Lloyd Blankfein & Co. have evaded the wrath of federal security regulators for alleged misdeeds that led to the financial crisis. Goldman Sachs disclosed in a regulatory statement that the SEC has flip-flopped on a threat it made in February to seek damages against the bank for $1.3 billion worth of subprime mortgage securities that it sold in 2006. The bundled 5,000 mortgages ended up costing investors and taxpayers an estimated $545 million when they went sour.

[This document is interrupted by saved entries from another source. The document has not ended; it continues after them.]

PR #16189, opened 2026-07-03
[WOOMOB-3228] Fix guest order search

JorgeMucientes:
### Description
Fixes WOOMOB-3228

Order list rows show the localized Guest label when an order has no billing name, but WooCommerce does not store that label on guest orders, so searching for it returns no results.

This PR keeps text search untouched and instead adds an explicit escape hatch: when a search for the displayed Guest label comes back empty (and no customer filter is active), the search empty view offers a **Show guest orders** button that re-submits the search as a guest-customer filter (`customer=0`). Compared to silently rewriting the query, this keeps a customer actually named "Guest" searchable, avoids surprising result changes while typing, and keeps the descriptor use case free of presentation strings.

It also switches the order-list descriptor builder to `copy(...)` so active status/date/product/customer/sales-channel filters are preserved when searching (they were previously dropped).

### Test Steps
1. Open Orders on a store with at least one guest order and at least one named-customer order.
2. Search for `guest` — the empty view appears with a **Show guest orders** button.
3. Tap the button and confirm guest orders are listed.
4. Search for a named customer and confirm named-customer results still work.
5. Apply an order filter (e.g. status), search again, and confirm the filter still applies.
6. With a customer filter active, search for `guest` and confirm the regular "no results" empty view is shown (no guest button).

### Images/gif

| Before  | After |
| <video width="300" controls src="https://github.com/user-attachments/assets/c9f11c6b-fd88-4dfd-9996-2eacce97c8c8"></video>  | <video width="300" controls src="https://github.com/user-attachments/assets/8a7b05b0-0a2c-4f80-a196-3964eabe4a13"></video>  |

_Note: the After video shows the previous approach (automatic query rewrite). The current implementation shows the search empty view with a "Show guest orders" button instead — updated recording to follow._


AdamGrzybkowski (approved):
Works as described! :shipit:

AdamGrzybkowski:
Actually, there's one thing: the guest search doesn't survive the config change:


https://github.com/user-attachments/assets/6a20a5eb-b8de-47da-a99a-3e1f7ede040e

Could we fix this?

JorgeMucientes:

PR #16192, opened 2026-07-03
[Design System] Add buttons and display components

hichamboushaba:
> [!NOTE]
> This is the first split PR for Store Design System components. It builds on `store-design-system/components0` and targets that branch, so review the diff against that base rather than `trunk`.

The SEC had previously said it planned to sue Goldman over the deal, claiming that it knew the mortgages were bad even by the sketchy standards of the housing boom. The agency's about-face highlights the almost complete inability of regulators and law enforcement to hold anyone accountable for the crash. Goldman said it was “notified by the S.E.C. staff that the investigation into this offering has been completed, and that the staff does not intend to recommend any enforcement action.” (There is, however, a related case still proceeding in which Fannie Mae and Freddie Mac have sued seventeen banks for selling crappy subprime mortgage securities.)

Between JPMorgan's "White Whale" trading losses, the Libor-fixing scandal, and charges that Standard Chartered skirted the embargo on Iran, giant banks certainly haven't been covered in roses in recent months. But when it comes to the excesses that led to the worst economic downturn since the Great Depression, not much seems to stick — and the statute of limitations is about to run out.